Are you sure the right options in the kernel are compiled in, e.g. the drivers for your harddisk controller and the filesystem drivers (ext2 and ext3 in your case)?

----------

## Odd_Bloke

 *Zakharov wrote:*   

> Are you sure the right options in the kernel are compiled in, e.g. the drivers for your harddisk controller and the filesystem drivers (ext2 and ext3 in your case)?

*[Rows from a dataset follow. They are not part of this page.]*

PR #5323, opened 2025-09-23
Check for non-empty timestamp files in doDownload of NistMirrorTask

### LINKED ISSUE #5322: NistMirrorTask - Download failed: Cannot parse null string
### Current Behavior

While playing around with the `NistMirrorTask` on a test instance I noticed the following error in the logs: 
``` log
2025-09-23 16:26:30,718 ERROR [NistMirrorTask] Download failed : Cannot parse null string
```  

After a short investigation I found some empty timestamp (`.ts`) files in the `dependency-track/nist` directory.
I am not really sure what caused these files to be emtpy, probably a crash or other ungraceful shutdown while the task was running. 

Reading and parsing the empty timestamp files causes the error listed above: 

``` Java
File timestampFile = new File(outputDir, filename + ".ts");
if(timestampFile.exists()) { 
    BufferedReader tsBufReader = new BufferedReader(new FileReader(timestampFile));
    String text = tsBufReader.readLine(); 
    modificationTime = Long.parseLong(text); 
}
```
Calling `tsBufReader.readLine()` on an empty `timestampFile` will return `null`. Passing `null` to `Long.parseLong()` will cause an exception to be thrown. 
**This error causes the affected "year files" to be skipped every time the task runs and they will not be overwritten or deleted.** 
A simple fix would be: also check if the file is not empty (`lenght() > 0`). In this case the "corrupted" emtpy files will simply be overwritten. 

### Steps to Reproduce

1. Activate Nvd feed mirroring (NistMirrorTask)
2. Create or modify a `.ts` file in `dependency-track/nist` (example: `nvdcve-2.0-2025.json.gz.ts`) such that it is empty, i.e. 0 bytes
3. Start DT
4. Observe the logs for the mentioned error

### Expected Behavior

The affected file is downloaded if the `.ts` file is empty instead of skipping it every time

### Dependency-Track Version

4.13.4

Container Image

### Database Server

PostgreSQL

### Database Server Version

17.6 alpine

### Browser

Google Chrome

### Checklist

jonbally:
### Description

In the rare case that a timestamp file (.ts) is empty due to a crash or other ungraceful shutdown, the affected file will be read and parsed which causes an exception to be thrown. This would happen every time the task runs and thus not self correct. This fix will make sure the empty/corrupted .ts files are overwritten and the corresponding file is reacquired.

### Addressed Issue

Fixes #5322

### Checklist

### DIFF
--- a/src/main/java/org/dependencytrack/tasks/NistMirrorTask.java
+++ b/src/main/java/org/dependencytrack/tasks/NistMirrorTask.java
@@ -252,7 +252,7 @@ public class NistMirrorTask extends AbstractNistMirrorTask implements LoggableSu
     private long checkHead(final String cveUrl) {
         final HttpUriRequest request = new HttpHead(cveUrl);
         try (final CloseableHttpResponse response = HttpClientPool.getClient().execute(request)) {
-            return Long.valueOf(response.getFirstHeader(HttpHeaders.CONTENT_LENGTH).getValue());
+            return Long.parseLong(response.getFirstHeader(HttpHeaders.CONTENT_LENGTH).getValue());
         } catch (IOException | NumberFormatException | NullPointerException e) {
             LOGGER.error("Failed to determine content length");
         }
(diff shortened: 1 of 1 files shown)


nscuro (approved):
Thanks!

Issue #5348, opened 2025-09-29
Improving vulnerability audit through a prioritization score


cat-passwd:
### Current Behavior

In the `Audit Vulnerabilities` tab of the project view, I identified a lack of properties useful to the prioritization of the analysis of those vulnerabilities.

The most relevant properties currently present are `CWEs` and `Severity`, which I find lacking by themselves.

### Proposed Behavior

As this enhancement request affects both frontend and backend, I will only detail the effects on the backend in the following proposition. Please review it accompanied by [its corresponding frontend issue](https://github.com/DependencyTrack/frontend/issues/1341) for completeness.

I feel the need for faster and more informed prioritization of the analysis of vulnerabilities, in particular for new projects, combining available pre-analysis metrics like CVSS and EPSS.

I propose to add a prioritization score to findings, based on CVSS base score and EPSS. I performed a simulation of various formulas ideas and arbitrated on the resulting ordering to find the formula of `priorityScore = (1 + epss^0.5) * cvss` matching my arbitration.

### Checklist

- [x] I have read and understand the [contributing guidelines](https://github.com/DependencyTrack/dependency-track/blob/master/CONTRIBUTING.md#filing-issues)
- [x] I have checked the [existing issues](https://github.com/DependencyTrack/dependency-track/issues) for whether this enhancement was already requested

PR #5349, opened 2025-09-29
Adds a priority score to findings

cat-passwd:
### Description

Adding a priority score for project findings, following the formula: `priorityScore = (1 + epss^0.5) * cvss`.
CVSSv3 is preferred over CVSSv2 if present.
EPSS defaults to 0 when undefined.
The priority score itself defaults to zero when neither CVSSv3 nor CVSSv2 is available.

### Addressed Issue

Implements #5348

### Additional Details

View of the prioritization using this score (includes the respective frontend pull request):
dependency-track-more-vulnerabilty-properties-prioritization

### Checklist

### DIFF
--- a/src/main/java/org/dependencytrack/model/Finding.java
+++ b/src/main/java/org/dependencytrack/model/Finding.java
@@ -28,6 +28,8 @@ import java.io.BufferedReader;
 import java.io.IOException;
 import java.io.Serializable;
 import java.math.BigDecimal;
+import java.math.MathContext;
+import java.math.RoundingMode;
 import java.sql.Clob;
 import java.sql.SQLException;
 import java.util.ArrayList;
@@ -205,6 +207,14 @@ public class Finding implements Serializable {
         optValue(vulnerability, "severityRank", severity.ordinal());
         optValue(vulnerability, "epssScore", o[20]);
         optValue(vulnerability, "epssPercentile", o[21]);
+        // Compute the priority score relative to known scores (EPSS and CVSS).
+        BigDecimal priorityScore = BigDecimal.ZERO;
+        if (o[15] != null || o[16] != null) {
+            final BigDecimal cvssBaseScore = o[16] != null ? (BigDecimal) o[16] : (BigDecimal) o[15];
+            final BigDecimal epssScore = o[20] != null ? (BigDecimal) o[20] : BigDecimal.ZERO;
+            priorityScore = epssScore.sqrt(MathContext.DECIMAL32).multiply(cvssBaseScore).add(cvssBaseScore).setScale(5, RoundingMode.HALF_UP);
+        }
+        optValue(vulnerability, "priorityScore", priorityScore);
         final List<Cwe> cwes = getCwes(o[22]);
         if (cwes != null && !cwes.isEmpty()) {
             // Ensure backwards-compatibility with DT < 4.5.0. Remove this in v5!


ptdropper:
I work in the medical device manufacturing space so severity and exploitability are considered carefully. My question is on the source of the formula you propose " priorityScore = (1 + epss^0.5) * cvss. CVSSv3 is preferred over CVSSv2 if present."  From the design/develop/manufacture/ship perspective CVSSv2 is more expressive and valuable compared to v3. Can you comment on the formula and comment on the v2 and v3 proposal? From my perspective using multiple data sources as you suggest is excellent. My request would be to have a choice of the priorityScore formula for me the user to select or to implement on my own. The medical device standards groups are and have been struggling with the various ways to assess the scoring with many proposed ways to do so, and all of the formulas have issues so far. This is an on going effort in the standards bodies, where I participate by offering real world experience. Thanks.

cat-passwd:
Thanks for your questions!

## Rationale of the formula

Developed formula for clarity: `priorityScore = cvss + epss^0.5 * cvss`.

As you mentioned, establishing such a formula to prioritize vulnerability analysis is non-trivial, based on already estimated data and ultimately quite subjective, so I will describe the rationale behind it:
- A vulnerability of high CVSS should be prioritized at a significant degree (here 50% of the priority score) over a vulnerability of lower CVSS: `"cvss + "`.
- The likelihood of exploitation in the wild expressed by the EPSS should be weighted in relation to the CVSS of the vulnerability, with a heavy emphasis on vulnerability of high CVSS: `"epss * cvss^2"`, which produces the same priority ranking as `"epss^0.5 * cvss"` but has clearer bounds of [0, 20], or [0, 10] in the absence of EPSS as its weight then represents at maximum 50% of the total priority score.

I also wanted to take KEV and public exploit into account but since this data is not currently available in Dependency Track, I refrained to integrate it into the formula. If this data is available in the future, the formula should be modified to use it. In my experimentations, I found substituting the EPSS by `1` in cases where the vulnerability was actively exploited matched my personal arbitrations.

While this is not perfect, I feel there is a **need to have at least something better than only using severity** (not CVSS) which is the current behavior, this is the main motivation behind this pull request. This was tested on our projects' vulnerabilities and after arbitration we found the output to be satisfying.

Of course, I'm very interested in any suggestion to better this approach and ultimately have a better formula.

## CVSSv3 preferred over CVSSv2

I did not think very long on this matter, which may be an error on my part. I decided on this selection from two main reasons:
- For new vulnerabilities, CVSSv2 tends to be much less often populated than CVSSv3.
- In the vulnerability view of Dependency Track, the CVSSv3 score is already displayed in priority over the CVSSv2 score when both are present. Below, an example of this view with `CVE-2019-3466` which has a CVSSv2 of 7.2 and a CVSSv3 of 7.8:
cvssv3-over-cvssv2-vuln-view

retanoj:
Combining EPSS and CVSS scores as vulnerability priority is a good idea. At the same time, KEV data should be included (KEV can be simply considered as EPSS = 1.0), and vulnerability priority should be used to calculate metrics instead of CVSS ratings.

Here, I propose using ratings instead of scores, which helps to maintain conceptual consistency with CVSS ratings.

cat-passwd:
Hi @retanoj !

Thanks for your interest on this matter, I agree with your assessment regarding the importance of using the KEV, emulating an EPSS of 1.0 when a vulnerability is included in it:
> If this data is available in the future, the formula should be modified to use it. In my experimentations, I found substituting the EPSS by ` 1`  in cases where the vulnerability was actively exploited matched my personal arbitrations.

However, I don't understand your proposition of using ratings instead of scores. In particular, you mention "CVSS ratings" which surprises me since CVSS stands for "Common Vulnerability Scoring System", clearing meant to output a score and not a rating.

Could you please clarify on this last point?

retanoj:
Hi @cat-passwd 
Thx for your reply.

I know that CVSS is a score system and it maps score ranges to different rating.
I think it would be ideal if EPSS could be mapped to a factor in CVSS, thus influencing the CVSS score. But that's really not feasible.
Alternatively, could we find a formula that incorporates EPSS and CVSS without altering the CVSS rating range, thus enabling the application of the CVSS rating?

cat-passwd:
It's interesting, it would indeed be relevant to consider a CVSS influenced by EPSS in order to better represent potential risk.

The current formula was conceived aiming to produce scores and rank the priority of findings. It may be relevant to perform further research and discussions to find a more fitting formula.

I believe the main challenge to be the wide range of values EPSS can take, factoring it with CVSS dilutes CVSS disproportionately to its importance, as you also identified. Using the EPSS percentile may be a good path forward, but I'm seeking other opinions to produce a result matching the expectations from analysts which will ultimately deal with a high volume of findings.

Since further feedback is necessary, I will try to reach out on Slack next week.

cat-passwd:
From Mattias Jidhage on Slack:
> Going "Beyond CVSS Base" is a great step.
>
> Instead of building our own algo; have you considered using CVSS scoring system as your base algo and using EPSS (and possibly other signals) to influence CVSS Temporal (CVSS 3.1) and/or Threat Metric (CVSS4.0)
>
> I realize a mapping is required from EPSS (and other future signals, like KEV) to CVSS Temporal Exploit Code Maturity and that mapping would be custom (afaik no 'standard' exists for this) but the benefit would be that this approach would open up for other modifiers. Like adding the possibility to adding environmental parameters as well.

retanoj:
@cat-passwd  
emmm, I'm considering something else.
Yes, we can map EPSS (or KEV) scores to a factor of the CVSS score. But will dependency-track accept this until it receives official approval from the CVSS SIG?

cat-passwd:
@retanoj 

From the [CVSS version 4.0 user guide](https://www.first.org/cvss/v4.0/user-guide):
> The application of Environmental and Threat metrics is the responsibility of the CVSS consumer. Assessment providers such as product maintainers and other public/private entities such as the National Vulnerability Database (NVD) typically provide only the Base Scores enumerated as CVSS-B.

What we seek to do is essentially a CVSS-BT (Base and Threat metrics) from the nomenclature in the user guide cited above. As such, I do not believe any approval is needed, as this it reflects characteristics that change over time.

In my research, I found the repository [cvss-bt](https://github.com/t0sche/cvss-bt/tree/main) to fit very closely with what I have in mind.

While I'm very enthusiastic about their approach, this would represent significantly more work than my initial proposition. Which also bring more changes on the whole codebase, tasks running daily to enrich our local CVEs (or an external dependency of questionable reliability compared to NVD).

I personally believe this is worth it, as it is valuable information for analysts and security teams (and matches the intent expressed explicitly in the CVSS specification by the FIRST).

retanoj:
@cat-passwd 
Yes, integrating threat indicators into CVSS scores is indeed a highly valuable initiative. I have also taken note of the cvss-bt project, which incorporates certain commercial data sources. However, I do have some reservations regarding the algorithms employed by the cvss-bt project.

Identifying the right approach is crucial. We are conducting similar experiments internally, utilizing KEV and EPSS scores to influence CVSS scores—specifically, in the context of CVSS 4.0, this involves configuring the "Exploit Maturity" field.

PR #5432, opened 2025-10-21
fix: removed unwanted code and minor typo fixes

arjavdongaonkar:
### Description

Remove unwanted code and typo fix

1. instad --> instead
2. .get(0); --> .getFirst();
3. Removed unwanted .sorted() as we are using only count.

### Checklist


countfnx (approved):

arjavdongaonkar:
These files moved in v5, src/main/java is now apiserver/src/main/java and PolicyEngine was replaced by the CEL engine, so the diff no longer applies. Closing.

PR #57, opened 2016-02-15
API v2: TLDs

jodosha:


content/v2/tlds.markdown
```diff
@@ -0,0 +1,221 @@
...
+
+    curl -H 'Authorization: Bearer <token>' \
+         -H 'Accept: application/json' \
+         https://api.dnsimple.com/v2/tlds/ca/extended_attributes
+
+### Response
+
+~~~json
+{
+  "data"=>[
```
weppos: This is not JSON :smile: 

FYI, just leave the response empty, I've been reusing the fixtures we created for the API client. See 13e7832380f286ded33c636e87c43a3d866006a7

jodosha: Ouch, forgot to replace there. :sweat_smile: Ok, I'll leave these empty.

weppos:
LGTM :+1:

weppos:
Merged but not deployed, I'll wait for the feature to be merged in the app. :)

PR #63, opened 2016-03-24
Clarify sandbox vs production.

aeden:
Hopefully will make it easier to know when to use each (sandbox for testing, production for live data).


weppos:
@aeden I've just made a similar change, and pushed a branch.

**Before**

screen shot 2016-03-24 at 10 53 33

**After**

screen shot 2016-03-24 at 10 53 25

Should I merge the two changes?

aeden:
Just use your branch, it covers everything.

PR #66, opened 2016-05-02
API v2: document filters for domains, zones, and zone records

jodosha:


content/v2/domains.markdown
```diff
@@ -37,6 +37,20 @@ Responds with HTTP 200.
 <%= pretty_print_fixture("/listDomains/success.http") %>
 ~~~
 
+### Filters
+
+Name | Type | Description
+-----|------|------------
+`:name_like` | `wildcard` | Wildcard search for domain name
```
weppos: I'd slightly change the description to be more understandable to whoever was not involved in the decision process. Something like:

> Only include domains containing given string.

I would also remove the "type" concept, as this is something somehow internal.

jodosha: @weppos Please have a look at https://github.com/aetrion/dnsimple-developer/pull/66/commits/234a3956c4f905cc673527698703cf159e09d839

weppos:
@jodosha it looks better to me

Issue #61, opened 2016-03-14
Add example responses where they are missing


aeden:
- [x] https://developer.dnsimple.com/v2/zones/records/ (#68)
- [x] https://developer.dnsimple.com/v2/services/ (#65)
- [x] https://developer.dnsimple.com/v2/templates/  (bd16a14327e844917334ef5b504d5e60c5898873 and 0996fb4db2e41059137733d4161662dc197053e1)
- [x] https://developer.dnsimple.com/v2/templates/records/ (#67)
- [x] https://developer.dnsimple.com/v2/vanity/

jacegu:
I have updated the description of the issue to track progress

weppos:
Completed.

PR #68, opened 2016-05-03
Include zone record fixtures in docs

jacegu:
Related to #61 

The fixtures where there but they had not been added to the docs.


jacegu:
@sbastn says :shipit: 

jazzhands

PR #70, opened 2016-05-05
fix typo in delete zone URL

3flex:


jodosha:
@3flex Hello, thanks for this PR. Merging right away! 👍

PR #72, opened 2016-05-10
API v2: Document sorting (part 1)

jodosha:
/cc @weppos @jacegu

### DIFF
--- a/content/v2.markdown
+++ b/content/v2.markdown
@@ -173,7 +173,7 @@ List all domains for the account 1010 sorting them by expiration date (asc) and 
 
     curl  -H 'Authorization: Bearer <token>' \
           -H 'Accept: application/json' \
-          https://api.dnsimple.com/v2/1010/domains?sorting=expires_on:asc,id:desc
+          https://api.dnsimple.com/v2/1010/domains?sort=expires_on:asc,id:desc
 
 ## Rate limiting
 
--- a/content/v2.markdown
+++ b/content/v2.markdown
@@ -159,12 +159,13 @@ For example:
 
 ## Sorting
 
-API v2 results are implictely sorted according to policies that vary from endpoint to endpoint.
+API v2 results are implicitly sorted according to policies that vary from endpoint to endpoint.
 
 You can decide your own sorting policy for each single API call via the `sort` param.
 This param accepts a pair of informations: the name of a field and the order (`asc` for ascending and `desc` for descending).
 
-Multiple fields are allowed and MUST be comma separated.
+This param accepts a set of comma separated key-value pairs: the name of a field and the order criteria (`asc` for ascending and `desc` for descending).
+
 The order of fields is relevant, as it will determine the priority of the sorting policies.
 
 ### Example
--- a/content/v2.markdown
+++ b/content/v2.markdown
@@ -161,10 +161,10 @@ For example:
 
 API v2 results are implicitly sorted according to policies that vary from endpoint to endpoint.
 
-You can decide your own sorting policy for each single API call via the `sort` param.
-This param accepts a pair of informations: the name of a field and the order (`asc` for ascending and `desc` for descending).
+You can decide your own sorting policy for each single API call via the `sort` parameter.
+This parameter accepts a pair of informations: the name of a field and the order (`asc` for ascending and `desc` for descending).
 
-This param accepts a set of comma separated key-value pairs: the name of a field and the order criteria (`asc` for ascending and `desc` for descending).
+This parameter accepts a set of comma separated key-value pairs: the name of a field and the order criteria (`asc` for ascending and `desc` for descending).
 
 The order of fields is relevant, as it will determine the priority of the sorting policies.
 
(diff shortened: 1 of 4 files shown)


content/v2/domains.markdown
```diff
@@ -52,6 +52,29 @@ List all domains for the account 1010 that have name matching "example":
           -H 'Accept: application/json' \
           https://api.dnsimple.com/v2/1010/domains?name_like=example
 
+### Sorting
+
+Sort records with the `sorting` param by specifing the field and the sorting policy: `asc` for ascending and `desc` for descending.
+Multiple fields are allowed and MUST be comma separated.
```
weppos: Should we change

> Multiple fields are allowed and MUST be comma separated.

into

> Multiple fields are allowed and MUST be comma separated. The order of fields is relevant, as it will determine how the `ORDER` SQL clause is constructed.

weppos: Maybe even something less technical, but something that explains that the sorting will be based on the order of the fields in the parameter.

content/v2/domains.markdown
```diff
@@ -52,6 +52,29 @@ List all domains for the account 1010 that have name matching "example":
...
+
+Name | Description
+-----|------------
+`:id` | Sort domains by ID
```
weppos: I'd remove the `:`, it just create confusions as it's not really a symbol.

weppos:
@jodosha to keep the docs simple, in the specific examples I'd just provide the sorting parameters.

Instead, we may want to add a small section called "Sorting" in `v2.markdown` where we explain how sorting work. In this way we avoid duplicating all the examples.

What do you think?

content/v2/domains.markdown
jacegu: What about:

> Multiple fields are allowed and _MUST_ be comma separated. The order of fields *IS* relevant, as it will determine which order criteria takes priority.

We can add an example with 3 tuples and 2 different orderings to show how the order affects the result.

content/v2/domains.markdown
jacegu: 👍

content/v2/domains.markdown
```diff
@@ -52,6 +52,29 @@ List all domains for the account 1010 that have name matching "example":
...
+`:name` | Sort domains by name
+`:expires_on` | Sort domains by expiration date
+`:created_at` | Sort domains by creation timestamp
+`:updated_at` | Sort domains by last update timestamp
+
+The default sorting policy is by ascending `:name`.
```
jacegu: We should probably add something like _"which is the equivalent to sorting them alphabetically"_. (Even though these docs are for technical people _by ascending `name`_ sounds way more confusing by alphabetically).

weppos: It seems appropriate:

```
+`:name` | Sort domains by name alphabetically
```

Actually, I wonder if it is alphabetically or lexicographical.

content/v2/domains.markdown
jodosha: @weppos I agree, but I added the `:` in the first place for consistency. If we plan to remove here, we should remove everywhere.

weppos: @jodosha the data in this table is different than the other places, for example params. In params I used `:account_id` because that is the name of the placeholder in the URI.

Here there is no placeholder at all, this is just a list of values.

content/v2/domains.markdown
jodosha: @weppos It's alphabetical, as it's the Postgres default.

jodosha:
@weppos @jacegu All the feedbacks were applied, can you please give this PR a second review? Thank you!

content/v2.markdown
```diff
@@ -157,6 +157,23 @@ For example:
 
     https://api.dnsimple.com/v2/_/domains?per_page=100&page=2
 
+## Sorting
+
+API v2 results are implictely sorted according to policies that vary from endpoint to endpoint.
```
jacegu: *implicitly*

content/v2.markdown
```diff
@@ -157,6 +157,23 @@ For example:
...
+
+You can decide your own sorting policy for each single API call via the `sort` param.
+This param accepts a pair of informations: the name of a field and the order (`asc` for ascending and `desc` for descending).
```
jacegu: _a pair of informations_ sounds odd to me. I'd probably go for something like _a key-value pair_. It also sounds like you can only pass one, when you can pass several. I'd tweak it to something like this:

> This param accepts a set of key-value pairs: the name of a field and the order criteria (`asc` for ascending and `desc` for descending).

jacegu:
@jodosha other than a typo and the tweaks for that sentence I say :shipit: (we may want our Chief Writing Director aka @jcaudle to give it a brief look and see if he has anything to add).

jcaudle:
I've provided a couple edits. What do you think @jodosha?

jodosha:
@jcaudle It looks good, thank you!

PR #73, opened 2016-05-13
v2 pagination: can return maximum 100 per page

3flex:
When I asked by email, was told that the maximum supported per_page value is 100.


weppos:
That's correct, thanks for the update.

PR #75, opened 2016-06-07
Rename Contacts#email_address to Contacts#email

weppos:
All the clients should be updated.

/cc @jodosha @jacegu


jodosha:
@weppos 👍

PR #77, opened 2016-06-09
v2: correct name for record type filter

3flex:
When testing the endpoint `record_type` didn't work but `type` did.


jacegu:
Thanks for spotting this!

PR #78, opened 2016-06-10
API v2: Sorting part 2

jodosha:


jodosha:
@weppos @jacegu Please review, thanks! 😸

content/v2/tlds.markdown
```diff
@@ -47,6 +47,16 @@ List all TLDs.
 <%= pretty_print_fixture("/listTlds/success.http") %>
 ~~~
 
+### Sorting
+
+For general information about sorting, please refer to the [main guide](/v2/#sorting).
+
+Name | Description
+-----|------------
+`tld` | Sort TLDs by tld
```
jacegu: I know this is how we named the field but it sounds confusing... _Short the Foos by foo_.  Maybe _suffix_ onr _name_ could have been a better name.

jacegu:
@jodosha LGTM 👍

content/v2/tlds.markdown
weppos: Actually, as this is the only possible value, and there is no alternative, we may simply want to omit it. Same for webhooks.

weppos: Or explain what is the default order, and that's it.

jacegu: I think it's valuable as a way of knowing what's the ordering criteria to be expected from the endpoint. I'm 👍 on keeping it.

jodosha: @weppos @jacegu We can actually sort TLDs by `tld`.

I understand the _Sort Foos by foo_ thing, but in the payload we return a `tld` attribute: https://github.com/aetrion/dnsimple/blob/master/spec/api/v2/serializers/suffix_serializer_spec.rb#L10

PR #80, opened 2016-06-13
Cross-link the registrar and contacts endpoints

martinisoft:
This is to address some customer confusion about where to obtain this id. It's not consistent in name. I would expect contact_id here instead of registrant_id, but I get why it's named in context for this endpoint.

### DIFF
--- a/content/v2/registrar.markdown
+++ b/content/v2/registrar.markdown
@@ -77,9 +77,7 @@ Name | Type | Description
 `extended_attributes` | `hash` | **Required** for TLDs that require [extended attributes](/v2/tlds/#extended-attributes).
 
 <note>
-The `registrant_id` can be obtained via the [contacts endpoint](/v2/contacts) and will be the registered contact for this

  AFA I can tell, they are (both fs and SATA), though I've double checked and am now compiling again in the hopes that this will help.

----------

## Odd_Bloke

**BUMP**

The recompile did not help matters at all. I've tried booting the new kernel up a couple of times (because I don't have sound support compiled into this kernel and am having to resort to singing  :Shocked: ) and I've noticed that when I pass "init=/sbin/init" in GRUB, there is an additional error line telling me that it was unable to run it and is checking defaults...

Cheers,

Dan

----------

## jmbsvicetto

Hi.

Are you still getting the same error? Are your /etc/fstab and /boot/grub/grub.conf the same you've posted?

Please post 10 to 15 lines before the error message. Are you still able to boot with the 2.6.12 kernel?

----------

## Odd_Bloke

 *jmbsvicetto wrote:*   

> Are you still getting the same error?

  Yup, identical.

 *Quote:*   

> Are your /etc/fstab and /boot/grub/grub.conf the same you've posted?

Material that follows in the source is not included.